Относительно происхождения слова торэ существуют различные мнения. Катрмер говорит, что слово монгольского происхождения, или, скорее, тюркского, и что его не следует смешивать с подобозвучным словом, употребляемым арабами для названия пятикнижия Моисеева. Равным образом он предостерегает от смешения этого слова с одинаковым по начертанию тюркским же словом которое значит "князь, или глава". Но в словарях обыкновенно не замечается вышеуказанного различия. В киргизском, например, слово торэ значит "султан" и "судебный приговор, решение". Ахмед-Вефык объясняет значение слова такими синонимами (см. текст оригинала). А Вамбери, кроме означенного отождествления, еще допускает тожество слова торэ с турецким тугра – названием султанского шифра, который мы видим в начале султанских грамот, на монетах, орденских знаках и т. п.. Но Ахмед-Вефык турецкое тугра – ставит в связь с персидским словом, которое, по его толкованию, значит "сокол с распростертыми крыльями, род большого и сильного сокола, или орла"; у Вуллерса: Genus avis venaticae. Но когда именно образовалось слово с изъясненным у Ахмед-Вефыка значением, и точно ли оно имеет или имело когда-нибудь какое-либо соотношение с татарским, на это не имеется несомненных данных в существующих памятниках. В одной грамоте Шагроха, писанной в 818 = 1415 г. к турецкому султану Мухаммеду I (1413–1421), есть выражение: "по правилу торэ османской", но это не более как стилистический оборот канцелярского свойства и поставлено лишь для соответствия с другой фразой: "по требованию торы ильханской", и притом составитель шагроховой грамоты в употреблении терминов сообразовался с официальным словарем страны своего государя, а не с османской терминологией, тем более что грамота-то писана по-персидски.

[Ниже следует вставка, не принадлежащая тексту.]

PR #9976, opened 2026-02-09
fix(aws): add modelParameters and dimensions support to BedrockEmbeddings

akintunero:
- Add modelParameters as the preferred param for passing extra model options
- Remove modelKwargs entirely; use modelParameters as the sole extra-params container.
- Add top-level dimensions param with precedence over modelParameters.dimensions
- Support both Titan (inputText) and Nova (messages) request formats
- Include changeset for patch bump


libs/providers/langchain-aws/src/embeddings.ts
```diff
@@ -43,6 +43,30 @@ export interface BedrockEmbeddingsParams extends EmbeddingsParams {
...
+   *
+   * If `dimensions` is also provided as a top-level parameter, it will take
+   * precedence over a `dimensions` key set in `modelParameters`.
+   */
+  modelParameters?: Record<string, unknown>;
+
+  /**
+   * @deprecated Use `modelParameters` instead.
+   */
+  modelKwargs?: Record<string, unknown>;
```
christian-bromann: We never introduced this parameter, so there is no reason to deprecate it, just remove `modelKwargs`

akintunero (commented):
It has been removed

christian-bromann (approved):
Thanks for tackling this feature! The implementation looks solid and addresses the previous feedback well. LGTM 👍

Нужно заметить, впрочем, что слово торэ существует и в манджурском языке в форме дорд также с значением "закон, долг, правило, обычай" и т. п.. Наконец синологи не без некоторого основания указывают на китайское даор – "дорога, путь, закон", как на первооснову слова торэ, получившего особенную популярность у народов тюркских, многое позаимствовавших из Небесной Империи, относящееся к государственному строю и гражданским порядкам. Наконец нельзя совершенно игнорировать и звуковой близости слова торэ с еврейским названием пятикнижия Моисеева. Было бы рискованно теперь усматривать какую-либо связь или преемственность между двумя законоположениями разных по крови и религии народностей; но усвоение народом чужого термина с новым значением также не представляет ничего диковинного: взяли же турки османские от греков слово kanun и употребляют его в том самом значении, какое имело у татар слово торэ. Подобное заимствование можно подозревать и в рассматриваемом нами случае. К такому подозрению дает повод то, что в тех местах, где властвовали татары, некогда было большое царство хазар, исповедовавших закон Моисея. Последние археологические открытия в Семиреченской области свидетельствуют о принадлежности некоторых тюркских племен к христианско-несторианскому исповеданию веры еще до времен Чингиз-хана. Но все это пока может быть отнесено лишь к числу догадок, нуждающихся в других более прочных и положительных данных для того, чтобы стать убедительными в своем правдоподобии.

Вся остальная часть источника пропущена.